Sandler’s character, Howard, is busy non-stop taking phone calls, meeting customers for his business, avoiding trouble, and trying to hold his family together. Sandler portrays such an intense sense of urgency in each scene that forces us to accept that we are strapped into this two hour and fifteen-minute rollercoaster ride, and it’s not slowing down anytime soon. He creates this urgency by delivering his lines so jumbled and speedily while flowing from one problem to the next so quickly. It makes it seem as if Sandler himself is actually rolling with the punches as he is acting. The rare scene or two where things are slowed down quite a bit still manage to feel so life or death, no matter the circumstances. This is done by Sandler’s extreme expressions and uncomfortable body language.
Of course, it wasn’t just Sandler making this movie this is also largely due to direction of the film and editing to create that permanent sense of urgency. Most importantly Sandler portrays a character that no matter how many terrible decisions he makes, or how many people he treats wrongly, we still cheer him on more and more. And when he goes too far, and the stakes are too high you can’t help but to keep on cheering. This is the greatest performance I have seen from Adam Sandler in a VERY long time, and maybe my favorite performance of his ever. This is so strongly a separation from his recent works, and it is nothing short of a delicious breath of fresh air.

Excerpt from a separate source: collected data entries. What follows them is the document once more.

PR #2959, opened 2020-03-13
Pico Gaze Mode support

keianhzo:
Related to #1080 This PR adds support for Pico devices Gaze mode.

Design pending, it will be addressed as a follow up when ready.


app/src/main/cpp/ExternalVR.cpp
```diff
@@ -417,9 +417,12 @@ ExternalVR::PushFramePoses(const vrb::Matrix& aHeadTransform, const std::vector<
...
       immersiveController.triggerValue[i] = controller.immersiveTriggerValues[i];
     }
+    for (int j = 0; j< controller.numButtons; ++j) {
+      immersiveController.triggerValue[j] = controller.immersiveTriggerValues[j];
+    }
     immersiveController.numAxes = controller.numAxes;
-    for (int i = 0; i< controller.numAxes; ++i) {
-      immersiveController.axisValue[i] = controller.immersiveAxes[i];
+    for (int j = 0; j< controller.numAxes; ++j) {
+      immersiveController.axisValue[j] = controller.immersiveAxes[j];
```
bluemarvin: I'm not sure what is going on here. It looks like trigger value is being set twice and in the last for loop `i` was replaced with `j`? I think this can be reverted? You could add a space between `i<` though.

app/src/picovr/cpp/DeviceDelegatePicoVR.cpp
```diff
@@ -227,6 +241,10 @@ struct DeviceDelegatePicoVR::State {
       }
     }
   }
+
+  int32_t GazeModeIndex() {
+    return type == kTypeNeo2 ? 2 : 1;
+  }
```
bluemarvin: Is this right? The G2 actually has two controllers, one for left and one for right and only one is ever visible. I would think the gaze index would be 2 for both G2 and Neo2.

app/src/picovr/java/org/mozilla/vrbrowser/PlatformActivity.java
```diff
@@ -146,7 +147,20 @@ protected void onDestroy() {
 
     @Override
     public void onBackPressed() {
-        // Eat the back button.
+        super.onBackPressed();
```
bluemarvin: I don't think we should do this until we have UI to prevent accidental exit. The home button always works.

bluemarvin:
I've confirmed that if you switch controller to left hand on G2, you get the gaze controller instead in FxR.

app/src/main/cpp/BrowserWorld.cpp
```diff
@@ -189,6 +189,7 @@ struct BrowserWorld::State {
   std::unordered_map<vrb::Node*, std::pair<Widget*, float>> depthSorting;
   std::function<void(device::Eye)> drawHandler;
   std::function<void()> frameEndHandler;
+  bool wasInGazeMode;
```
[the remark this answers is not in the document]
keianhzo: Fixed

app/src/main/cpp/BrowserWorld.cpp
```diff
@@ -714,6 +735,7 @@ BrowserWorld::RegisterDeviceDelegate(DeviceDelegatePtr aDelegate) {
     m.leftCamera = m.device->GetCamera(device::Eye::Left);
     m.rightCamera = m.device->GetCamera(device::Eye::Right);
     ControllerDelegatePtr delegate = m.controllers;
+    delegate->SetGazeModeIndex(m.device->GazeModeIndex());
```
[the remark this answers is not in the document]
keianhzo: Don't get this, what do you mean exactly?

app/src/main/cpp/ControllerContainer.cpp
```diff
@@ -35,6 +35,7 @@ struct ControllerContainer::State {
   GeometryPtr beamModel;
   bool visible = false;
   vrb::Color pointerColor;
+  int gazeIndex;
```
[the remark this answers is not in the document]
keianhzo: Fixed

app/src/main/cpp/ExternalVR.cpp
keianhzo: I just changed the name of the for variable as we were using the same name as in the outer for.

app/src/picovr/cpp/DeviceDelegatePicoVR.cpp
keianhzo: I wasn't aware of this, makes sense now seeing the controller settings where you can change to left/right mode. I've updated to not override the second controller.

app/src/picovr/java/org/mozilla/vrbrowser/PlatformActivity.java
keianhzo: Reverted

keianhzo: I guess we want a v10 task to add this UI, right?

keianhzo:
Right, wasn't aware of the second controller for G2 but makes sense seeing the controller settings and the fact that you can switch between left/right modes. I've fixed it.

app/src/main/cpp/ControllerContainer.cpp
```diff
@@ -200,33 +201,36 @@ ControllerContainer::CreateController(const int32_t aControllerIndex, const int3
...
-      beamTransform->SetTransform(aBeamTransform);
-      controller.beamParent = beamTransform;
-      controller.beamToggle->AddNode(beamTransform);
-    }
-    controller.transform->AddNode(controller.beamToggle);
-    controller.beamToggle->ToggleAll(false);
-    if (m.beamModel && controller.beamParent) {
-      controller.beamParent->AddNode(m.beamModel);
+      VRB_ERROR("Failed to add controller model");
     }
```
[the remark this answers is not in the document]
keianhzo: That's where it is, right?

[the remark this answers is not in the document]
bluemarvin: Let me look at the code. Diffs can be confusing sometimes.

app/src/main/cpp/BrowserWorld.cpp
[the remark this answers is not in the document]
bluemarvin: `m.controllers->SetGaceModeIndex(m.device->GazeModeIndex());`

app/src/main/cpp/ControllerContainer.cpp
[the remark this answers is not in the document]
bluemarvin: Looking at the code, this is fine, I must have been confused by the diff.

app/src/main/cpp/BrowserWorld.cpp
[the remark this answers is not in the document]
bluemarvin: It's not a big deal, I see we use the delegate later in the code.

app/src/picovr/java/org/mozilla/vrbrowser/PlatformActivity.java
bluemarvin: I'm not sure if we can get it into v10? Depends on how quick we can get a design. Although I would be okay with creating a place holder. I guess we could always just exit which is what android apps do but I've always hated that about android.

app/src/main/cpp/BrowserWorld.cpp
bluemarvin: I would prefer: `bool wasInGazeMode = false;`

app/src/main/cpp/ControllerContainer.cpp
```diff
@@ -35,12 +35,14 @@ struct ControllerContainer::State {
   GeometryPtr beamModel;
   bool visible = false;
   vrb::Color pointerColor;
+  int gazeIndex;
```
bluemarvin: Same here, `int gazeIndex = -1`
Bellow it is initialized to `0` which I think not what we want?

app/src/main/cpp/ExternalVR.cpp
```diff
@@ -414,12 +414,12 @@ ExternalVR::PushFramePoses(const vrb::Matrix& aHeadTransform, const std::vector<
...
-    for (int i = 0; i< controller.numButtons; ++i) {
-      immersiveController.triggerValue[i] = controller.immersiveTriggerValues[i];
+    for (int j = 0; j< controller.numButtons; ++j) {
+      immersiveController.triggerValue[j] = controller.immersiveTriggerValues[j];
     }
     immersiveController.numAxes = controller.numAxes;
-    for (int i = 0; i< controller.numAxes; ++i) {
-      immersiveController.axisValue[i] = controller.immersiveAxes[i];
+    for (int j = 0; j< controller.numAxes; ++j) {
+      immersiveController.axisValue[j] = controller.immersiveAxes[j];
```
bluemarvin: If you are going to update this, please add a space `j<` -> `j <`

app/src/picovr/cpp/DeviceDelegatePicoVR.cpp
```diff
@@ -103,14 +106,18 @@ struct DeviceDelegatePicoVR::State {
...
       controllers[index].index = index;
       if (index == 0) {
         controllers[index].hand = ElbowModel::HandEnum::Right;
       } else {
         controllers[index].hand = ElbowModel::HandEnum::Left;
       }
-      controllers[index].is6DoF = true;
+      if (index != gazeIndex) {
+        controllers[index].is6DoF = true;
+      }
```
bluemarvin: Not sure if it matters but I guess technically, the Neo2 gaze controller is 6DoF.

app/src/picovr/cpp/DeviceDelegatePicoVR.cpp
```diff
@@ -373,6 +401,23 @@ DeviceDelegatePicoVR::StartFrame() {
 
   m.cameras[0]->SetHeadTransform(head);
   m.cameras[1]->SetHeadTransform(head);
+
+
+  // Update te gaze mode state based on controllers availability
+  m.isInGazeMode = true;
+  for (int32_t i = 0; i < m.controllers.size(); ++i) {
+    if (i != m.gazeIndex) {
+      m.isInGazeMode &= !m.controllers[i].enabled;
```
bluemarvin: I'm not sure I like using a bitwise and operator with booleans. Maybe:
```
  if (!m.controllers[i].enabled) {
    m.isInGazeMode = false;
    break;
  }
```

app/src/picovr/cpp/DeviceDelegatePicoVR.cpp
```diff
@@ -373,6 +401,23 @@ DeviceDelegatePicoVR::StartFrame() {
...
+    }
+  }
+
+  if (m.isInGazeMode) {
+    for (int i=0; i<m.controllers.size(); i++) {
+      m.controllers[i].enabled = (i == m.gazeIndex);
+    }
+    m.controllers[m.gazeIndex].transform = GetHeadTransform();
+  }
```
bluemarvin: Maybe instead:
```
  if (m.isInGazeMode) {
    m.controllers[m.gazeIndex].enabled = m.isInGazeMode;
    m.controllers[m.gazeIndex].transform = GetHeadTransform();
  }
```

app/src/main/cpp/BrowserWorld.cpp
keianhzo: Fixed

app/src/main/cpp/ExternalVR.cpp
keianhzo: Fixed

app/src/picovr/cpp/DeviceDelegatePicoVR.cpp
keianhzo: Updated

app/src/picovr/cpp/DeviceDelegatePicoVR.cpp
keianhzo: Updated

app/src/picovr/cpp/DeviceDelegatePicoVR.cpp
keianhzo: Updated

app/src/picovr/cpp/DeviceDelegatePicoVR.cpp
keianhzo: Updated

keianhzo:
@bluemarvin Updated

app/src/main/cpp/ControllerContainer.cpp
keianhzo: Fixed

bluemarvin:
@MortimerGoro I'm going to land this so QA has time to test it. Any issues can be filed as a follow-up.

Softvision-GeluHaiduc:
I’ve performed exploratory testing on this new feature using the Pico G2 4K and Pico Neo2 headsets, logged all the issues found and also written test cases to cover the new functionality.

Sandler shines in roles where he can use his over the top personality and expressive acting to create an immensely strong tone, whatever the tone may be, in Uncut Gems specifically, a darker and very passionate tone. We have seen a sparkle of what Sandler can do before, in the drama genre with The Meyerowitz Stories, and I thought that might be the last I would see of it. Now all I can say is that I am grateful for this film that really brings out the gambler in all of us, and I am extremely hopeful that Sandler will take many more serious or dramatic roles in the future, as this is where I think his true talents shine the most.